Niiiiiiiiiice car! I thought the Turbo came with the black stickers on the door?

Regardless, that's a smashing car, and it whets my appetite for mine to arrive. Only 5 more weeks...


----------



## the beet (May 5, 2012)

Looking good! Congrats.


----------



## GTarr (May 17, 2012)

BoyoUK said:


> Niiiiiiiiiice car! I thought the Turbo came with the black stickers on the door?
> 
> Regardless, that's a smashing car, and it whets my appetite for mine to arrive. Only 5 more weeks...


In the US at least (don't know about ROW), only the "Launch Editions" came with the stickers by default. However, the stickers are a dealer-installed option if you want them. I think most turbos get sold without them though.

GTarr


----------



## RedTurboS (Sep 17, 2005)

Hey, I see you bought at Jim Ellis VW of Atlanta (where I go for service). Hope to see you driving around the city! Enjoy it- it's a great car!


----------



## LEBlackRob (Feb 1, 2012)

Congrats on the new car, and wish I would have gotten those headlights. Welcome to the forum's and hope you enjoy the new car.


----------



## LEBlackRob (Feb 1, 2012)

Congrats on the new car, and wish I would have gotten those headlights. Welcome to the forum's and hope you enjoy the new car.


----------



## Carbon Steel (Sep 6, 2010)

Very nice, i'll be watching as you make it your own.


----------



## smpeck (Jul 3, 2012)

Congrats! You have impeccable taste! Mine looks exactly like yours with the same options and the red/black leather interior.
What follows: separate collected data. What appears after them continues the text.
PR #799, opened 2025-03-05
Restore CPU offloading capability

aubreyli:
Restore CPU offloading capability.
Provided an example yaml for deepseek-V2-Lite-Chat model.
Patch tested by both default GPU case and GPU+CPU case.

### DIFF
--- a/ktransformers/operators/models.py
+++ b/ktransformers/operators/models.py
@@ -650,7 +650,10 @@ class KDeepseekV2Model(BaseInjectedModule):
         if per_layer_prefill_flag:
             causal_mask = None
         else:
-            if os.name == 'nt' or get_compute_capability()<8 or device_manager.gpu_vendor != GPUVendor.NVIDIA:
+            if (os.name == 'nt'
+                or get_compute_capability() < 8
+                or (self.transfer_map is not None and 'cpu' in self.transfer_map.values())
+                or device_manager.gpu_vendor != GPUVendor.NVIDIA):
                 # print("for Windows or GPU before ampere, use forward_windows")
                 # only use mask in forward windows or can't flash attn
                 causal_mask = self._update_causal_mask(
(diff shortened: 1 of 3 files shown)


Azure-Tang:
Thank you for your contribution, this means KT restored cpu capacity.

Btw can you edit the target merge branch to Develop 0.2.3? Thank you!

aubreyli:
Changed the base to develop-0.2.3

aubreyli:
Uh, it should be clean now。

Azure-Tang:
deepseek-V2-Lite-Chat use the same yaml for deepseek-V2, so there is no need to add a new yaml~

aubreyli:
This new yaml shows a GPU+CPU mixed exmaple, about how to allocate different modules and different layers to GPU and CPU, it seems we don’t have such an example.

ktransformers/operators/models.py
```diff
@@ -649,14 +649,10 @@ def forward(
...
-                # only use mask in forward windows or can't flash attn
-                causal_mask = self._update_causal_mask(
-                    attention_mask, inputs_embeds, cache_position, past_key_values, output_attentions
-                )
-            else:
-                causal_mask = None
+            # only use mask in forward windows or can't flash attn
+            causal_mask = self._update_causal_mask(
+                attention_mask, inputs_embeds, cache_position, past_key_values, output_attentions
+            )
```
Atream: Using an attention mask will incur additional memory overhead that is quadratic with respect to the context length, which can significantly reduce the context length. Let's think about how to make a judgment here, and create the mask when using CPU for Attention.

aubreyli: @Atream I refined the patch, please help to review again

aubreyli:
@Azure-Tang I saw 0.2.3 has been released, so I changed the base to main, but please let me know if you still want me to rebase to develop-0.2.3

PR #6887, opened 2026-08-15
fix(#6125): group Transpiling constructor parameters into PhiSettings and Outputs

### LINKED ISSUE #6125: `Transpiling` constructor takes 11 positional parameters, several of the same type

VasilevNStas:
Fixes #6125.

## Problem

`Transpiling` took 12 positional parameters, several of the same type (4 `Path`, 3 `boolean`, 2 `String`), so two slots could be swapped at the call site with no compiler or lint catching it. The class carried `@checkstyle ParameterNumberCheck` and `@SuppressWarnings("PMD.ExcessiveParameterList")` to stay green.

## Solution

Group the related parameters behind named types, as the issue suggests:

- **`PhiSettings`** — bundles the two values that describe what the transpiler writes into the generated Java: whether located objects are wrapped into `PhCoverage` and which class a generated class extends. Both were already folded together into the transpile cache key, so they travel as one value through `Transpiling` and `Transpilation`.
- **`Outputs`** — bundles the four paths the transpiler writes into: target, generated sources, base cache, and the XSL measures file. `Transpiling` stores it as a field (no constructor method calls), and `Transpilation` receives it too.

The constructor goes from 12 parameters to 8, and both `ParameterNumberCheck`/`ExcessiveParameterList` suppressions are removed.

## Changes

- `eo-maven-plugin/.../PhiSettings.java` — new value object (coverage + superclass).
- `eo-maven-plugin/.../Outputs.java` — new value object (target, generated, cache, measures).
- `eo-maven-plugin/.../Transpiling.java` — constructor takes `Outputs` + `PhiSettings`; stores `Outputs` as a field.
- `eo-maven-plugin/.../Transpilation.java` — takes `PhiSettings` + `Outputs`; suppressions removed.
- `eo-maven-plugin/.../MjTranspile.java` — builds the two value objects at the call site.
- Tests updated.

## Tests

- `mvn -pl eo-maven-plugin test` — 631 of 633 pass (the 2 `MjFormatTest` failures are pre-existing on master, verified separately).
- `mvn -pl eo-maven-plugin -Pqulice verify -PskipTests` — clean.

@yegor256 please take a look.

### DIFF
--- a/eo-maven-plugin/src/main/java/org/eolang/maven/Outputs.java
+++ b/eo-maven-plugin/src/main/java/org/eolang/maven/Outputs.java
@@ -1,0 +1,86 @@
+/*
+ * SPDX-FileCopyrightText: Copyright (c) 2016-2026 Objectionary.com
+ * SPDX-License-Identifier: MIT
+ */
+package org.eolang.maven;
+
+import java.nio.file.Path;
+
+/**
+ * The paths the transpiler writes into: where the parsed XMIR goes, where
+ * the generated Java lands, the base cache directory, and the file where
+ * XSL measurements are stored. They travel together, so they are passed
+ * as one value instead of four {@code Path} parameters.
+ * @since 0.62.0
+ */
+@SuppressWarnings("PMD.DataClass")
+final class Outputs {
+
+    /**
+     * Target directory of the build.
+     */
+    private final Path target;
+
+    /**
+     * Generated sources directory.
+     */
+    private final Path generated;
+
+    /**
+     * Base cache directory.
+     */
+    private final Path cache;
+
+    /**
+     * File where XSL measurements are stored.
+     */
+    private final Path measures;
+
+    /**
+     * Ctor.
+     * @param target Target directory of the build
+     * @param generated Generated sources directory
+     * @param cache Base cache directory
+     * @param measures File where XSL measurements are stored
+     */
+    Outputs(
+        final Path target, final Path generated, final Path cache, final Path measures
+    ) {
+        this.target = target;
+        this.generated = generated;
+        this.cache = cache;
+        this.measures = measures;
+    }
+
+    /**
+     * Target directory of the build.
+     * @return The directory
+     */
+    Path target() {
+        return this.target;
+    }
+
+    /**
+     * Generated sources directory.
+     * @return The directory
+     */
+    Path generated() {
+        return this.generated;
+    }
+
+    /**
+     * Base cache directory.
+     * @return The directory
+     */
+    Path cache() {
+        return this.cache;
+    }
+
+    /**
+     * File where XSL measurements are stored.
+     * @return The file
+     */
+    Path measures() {
+        return this.measures;
+    }
+}
--- a/eo-maven-plugin/src/main/java/org/eolang/maven/MjTranspile.java
+++ b/eo-maven-plugin/src/main/java/org/eolang/maven/MjTranspile.java
@@ -148,16 +148,17 @@ public final class MjTranspile extends MjSafe {
         new Timed(
             new Transpiling(
                 this.scopedTojos().standalone(),
-                this.targetDir.toPath(),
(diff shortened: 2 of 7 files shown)


VasilevNStas:
@yegor256 

Note: the only failing check is `pr-size` (288 lines) — it is informational and non-blocking (e.g. #6804 +489, #6853 +346 were merged with it red). All real checks pass (mvn×4, qulice, counts, integration, snippets, SonarCloud). This is a refactor across 7 files plus two new value objects; happy to split via PDD puzzles if preferred.

eo-maven-plugin/src/main/java/org/eolang/maven/Outputs.java
```diff
@@ -0,0 +1,86 @@
...
+import java.nio.file.Path;
+
+/**
+ * The paths the transpiler writes into: where the parsed XMIR goes, where
+ * the generated Java lands, the base cache directory, and the file where
+ * XSL measurements are stored. They travel together, so they are passed
+ * as one value instead of four {@code Path} parameters.
+ * @since 0.62.0
+ */
+@SuppressWarnings("PMD.DataClass")
```
yegor256, line 16: @VasilevNStas this is a right hint: we don't do data classes, they are anemic, see: https://www.yegor256.com/2016/07/06/data-transfer-object.html

VasilevNStas:
@yegor256 thank you for the review — you're right, and that PMD warning is a fair hint: `Outputs` and `PhiSettings` are exactly the anemic data classes this codebase avoids. Bundling positional parameters into a value holder with getters just moves the problem around instead of giving the object a responsibility. I read the article and I agree the two classes as written are not the right shape.

I also notice the issue is assigned to @morphqdd, so I'm closing this PR and leaving #6125 to its assignee rather than duplicating the work. Thank you for the guidance.

VasilevNStas:
Closing: the data-class approach is rejected per review, and issue #6125 is assigned to @morphqdd. Thank you for the review.

0crat:
@yegor256 Thanks for the review! You've earned +7 points for this: +12 as a basis; -5 for very few (1) comments.  Your running score is [+2241](https://www.eolang.org/zerocracy/objectionary-vitals.html); don't forget to check your [Zerocracy account](https://www.zerocracy.com/) too).

PR #6906, opened 2026-08-15
Say when a dispatch cannot be answered

maxonfjvipon:
`needs.xml` records all 10,414 dispatches of `eo-runtime`. `links.xml` answered 10,078 of them and said nothing whatsoever about the other 336, because a dispatch falls between the two rules that write rows: `Links` writes for a base that names another object, and a dispatch base names none; `Dispatched` writes when it can work the dispatch out, and for these it could not.

```xml
<type id="Φ.clock.φ">
  <unknown/>
</type>
```

An absent row said that, and also said "nobody looked" — which is what the 2,521 formations and 1,079 voids are silent for, since they are known and known elsewhere. A reader had no way of telling the two apart. Now silence in `links.xml` means one of those three kinds, and nothing else.

`Resolved` writes it, because a dispatch is only known to be unanswerable once the passes have stopped adding pairs:

```java
for (final XML dispatch : dispatches) {
    rows.putIfAbsent(dispatch.xpath("@loc").get(0), new Unknown());
}
```

`putIfAbsent` is the whole of the care needed: an answer, where there is one, is kept. A row saying an object is a copy of something nothing describes is also kept — "a copy of `X`" stays true whatever is known about `X`, and replacing it with an admission would throw a fact away.

Two existing packs described the old silence and now describe the admission — `atom-that-comes-back-with-a-variable-stays-quiet` and `delegation-that-comes-back-is-walked-once`, both of which asserted that the dispatch got no row. Two new packs cover the change itself and the case it must not touch.

On `eo-runtime`: 336 rows, 39,120 to 39,456, and **every number on the ladder identical** — 514 on the bottom rung before and after, depth 65.7% before and after. These objects were already counted as unknown; what changes is that the table now says so. Two runs of the goal produce the same file.

What is left silent is three kinds of object that are all known: a formation, a void, and the `λ` of an atom. Each is worth a row of its own and none of them is this ticket.

### DIFF
--- a/eo-inference/src/main/java/org/eolang/inference/Resolved.java
+++ b/eo-inference/src/main/java/org/eolang/inference/Resolved.java
@@ -42,6 +42,12 @@ import java.util.Map;
  * argument lands in means knowing which formation is being copied, and that is
  * what the pairs have just settled.</p>
  *
+ * <p>So is the admission that a dispatch could not be worked out, for the same
+ * reason in reverse: only here, when the passes have stopped adding pairs, is
+ * it known that no pass will answer it. A row saying nothing is known is worth
+ * writing, since an absent row says that and also says "nobody looked", and a
+ * reader has no way of telling which.</p>
+ *
  * @since 0.68.0
  */
 public final class Resolved implements Clue {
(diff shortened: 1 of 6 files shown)


0crat:
@maxonfjvipon Thanks for the contribution! You've earned +16 points. Please, [keep](https://www.yegor256.com/2018/03/06/speed-vs-quality.html) them coming. Your running score is [+871](https://www.eolang.org/zerocracy/objectionary-vitals.html); don't forget to check your [Zerocracy account](https://www.zerocracy.com/) too).

PR #6908, opened 2026-08-15
Say that a void is a variable

maxonfjvipon:
A chain of copies could be followed inside `links.xml` until it landed on a void, and there it fell off the table. `Φ.inc.φ` is a copy of `Φ.inc.x`, that row exists, and nothing was keyed by `Φ.inc.x` — so a reader who had been working entirely inside this document had to open `provides.xml` to learn whether the chain had arrived at a variable, at something nothing describes, or at nothing at all.

```xml
<type id="Φ.inc.x">
  <var/>
</type>
```

1,079 of them in `eo-runtime`, and not a corner case: the core objects *are* voids — `[as-bytes] > number` — which is why 8,070 objects, 18.7% of the world, are names rooted at one. Following a chain into that country is the common case, not the exception.

No `id` attribute, though `eo-inference-spec.md` §8.3 writes `<var id="…"/>`. The row is keyed by the locator, the locator is the name every mention of the variable is written with, and an attribute repeating its own row's key is noise. The spec line is the thing to change.

`Links` writes it, beside the datum and the termination: a void names no other object, so nothing looks for what it is a copy of, and `<o base="∅"/>` is visible in the text without anything being worked out first.

On `eo-runtime`: 1,079 rows, 39,120 to 40,199, and **every number on the ladder identical** — 8,070 names rooted at a void before and after, depth 65.7% both times. A void was already credited through `provides`; what changes is that the links table stops sending its reader elsewhere. Two runs of the goal produce the same file.

That leaves two silences, both of them objects that are known: a formation, whose type is itself, and the `λ` of an atom, which carries the forma it comes back with.

### DIFF
--- a/eo-inference/src/main/java/org/eolang/inference/Links.java
+++ b/eo-inference/src/main/java/org/eolang/inference/Links.java
@@ -45,11 +45,11 @@ import java.util.Map;
  *
  * <p>Which is why a row carries what an object is as an element of its own
  * rather than as a cell, and what {@link Types} makes of it. Being a copy is
- * one of the things an object turns out to be, and two more arrive here as
- * well, both of them copies of nothing: a datum, the bytes of a literal being
- * the ground the program stands on, and a termination, which comes back with
- * no value at all. Those are the rows this clue writes without a reference to
- * look at.</p>
+ * one of the things an object turns out to be, and three more arrive here as
+ * well, none of them a copy of anything: a datum, the bytes of a literal being
+ * the ground the program stands on; a termination, which comes back with no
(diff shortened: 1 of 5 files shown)


0crat:
@maxonfjvipon Thanks for the contribution! You've earned +16 points. Please, [keep](https://www.yegor256.com/2018/03/06/speed-vs-quality.html) them coming. Your running score is [+887](https://www.eolang.org/zerocracy/objectionary-vitals.html); don't forget to check your [Zerocracy account](https://www.zerocracy.com/) too).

Enjoy!


----------



## 02SilverSport (Jun 2, 2012)

Nice TB welcome to the group!


----------



## MnATL (Oct 26, 2010)

Thanks everyone! 

New tint!!


----------



## Carbon Steel (Sep 6, 2010)

Tint looks nice, what percent did you go with?


----------



## MnATL (Oct 26, 2010)

Carbon Steel said:


> Tint looks nice, what percent did you go with?


I told them to do darkest legal. The guy said 32% ( I always thought it was 35%?).


----------



## Chris659 (Nov 16, 2012)

Maybe they just call it 32% but it's probably 35%. Our window tint only comes in 5% increments. 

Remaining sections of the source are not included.